- **WHAT TO PRODUCE**
Report each line of the records below that uses the word "request".

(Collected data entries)

PR #1997, opened 2026-06-13
fix(router): honor hybrid pages route priority

NathanDrake2406:
## Summary
- Port the upstream App Router useParams behavior across App + Pages fixtures, including the Pages Router case where `/pages-dir/foobar` must render `pages/pages-dir/[dynamic]` instead of `app/[...path]`.
- Add a hybrid route priority helper that compares matched Pages and App dynamic route patterns through the existing Next-compatible route sorter.
- Export Pages route matchers through the generated bridge so production can decide ownership before render-probing, and align dev middleware ownership with the same ordering.
- Preserve Vinext static App ownership for identical static App/Page routes, which keeps Cloudflare Worker dev from falling back to the Pages host stub at `/`.

## Root Cause
Vinext kept App and Pages route ownership separate. In production, the App RSC handler only delegated to Pages when no App route matched, so `app/[...path]` captured `/pages-dir/foobar` before the Pages Router route could render. Next.js registers Pages route matcher providers before App providers and sorts dynamic route pathnames together, so `pages/pages-dir/[dynamic]` has priority over an App root catch-all for this request.

The implementation now uses the same sorted dynamic-route comparison only when dynamic route ownership is ambiguous. Static App/Page duplicates remain App-owned in Vinext, matching the existing Cloudflare Worker dev contract for the app-router-cloudflare fixture.

## References
- [Next.js upstream use-params test](https://github.com/vercel/next.js/blob/canary/test/e2e/app-dir/use-params/use-params.test.ts#L37-L40)
- [Next.js matcher provider registration order](https://github.com/vercel/next.js/blob/canary/packages/next/src/server/base-server.ts#L725-L740)
- [Next.js dynamic route sorting in DefaultRouteMatcherManager](https://github.com/vercel/next.js/blob/canary/packages/next/src/server/route-matcher-managers/default-route-matcher-manager.ts#L118-L165)
- [Next.js Pages useParams adapter](https://github.com/vercel/next.js/blob/canary/packages/next/src/shared/lib/router/adapters.tsx#L52-L65)

## Verification
- `vp test run tests/hybrid-route-priority.test.ts tests/app-router-next-config-codegen.test.ts tests/app-pages-bridge.test.ts`
- `CI=1 PLAYWRIGHT_PROJECT=use-params-app-pages vp run test:e2e`
- `PLAYWRIGHT_PROJECT=cloudflare-dev vp run test:e2e tests/e2e/cloudflare-dev/pages-router.spec.ts tests/e2e/cloudflare-dev/middleware.spec.ts`
- `PLAYWRIGHT_PROJECT=app-router vp run test:e2e tests/e2e/app-router/pages-router-use-params.spec.ts`
- `vp env exec --node 24 ./scripts/run-nextjs-deploy-suite.sh /Users/nathan/Projects/vinext/.refs/nextjs-v16.2.6 --retries 0 -c 1 --debug test/e2e/app-dir/use-params/use-params.test.ts`
- `vp check` on the changed runtime, fixture, and test files
- pre-commit full check, staged unit/integration tests, and knip


NathanDrake2406:
Addressed the review feedback:

- **`should work for single dynamic param`** (direct-load): Changed navigation URL from `/a/b` to `/a` so it actually exercises the `[id]` route instead of the `[id]/[id2]` nested route.
- Added an extra assertion that `#param-id2` has count 0 on this page, confirming the single-param route (not the nested one) is serving the request.

Rebased onto latest `upstream/main` — no conflicts.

- **EXERCISE RESPONSE**
Vinext kept App and Pages route ownership separate. In production, the App RSC handler only delegated to Pages when no App route matched, so `app/[...path]` captured `/pages-dir/foobar` before the Pages Router route could render. Next.js registers Pages route matcher providers before App providers and sorts dynamic route pathnames together, so `pages/pages-dir/[dynamic]` has priority over an App root catch-all for this request.
- Added an extra assertion that `#param-id2` has count 0 on this page, confirming the single-param route (not the nested one) is serving the request.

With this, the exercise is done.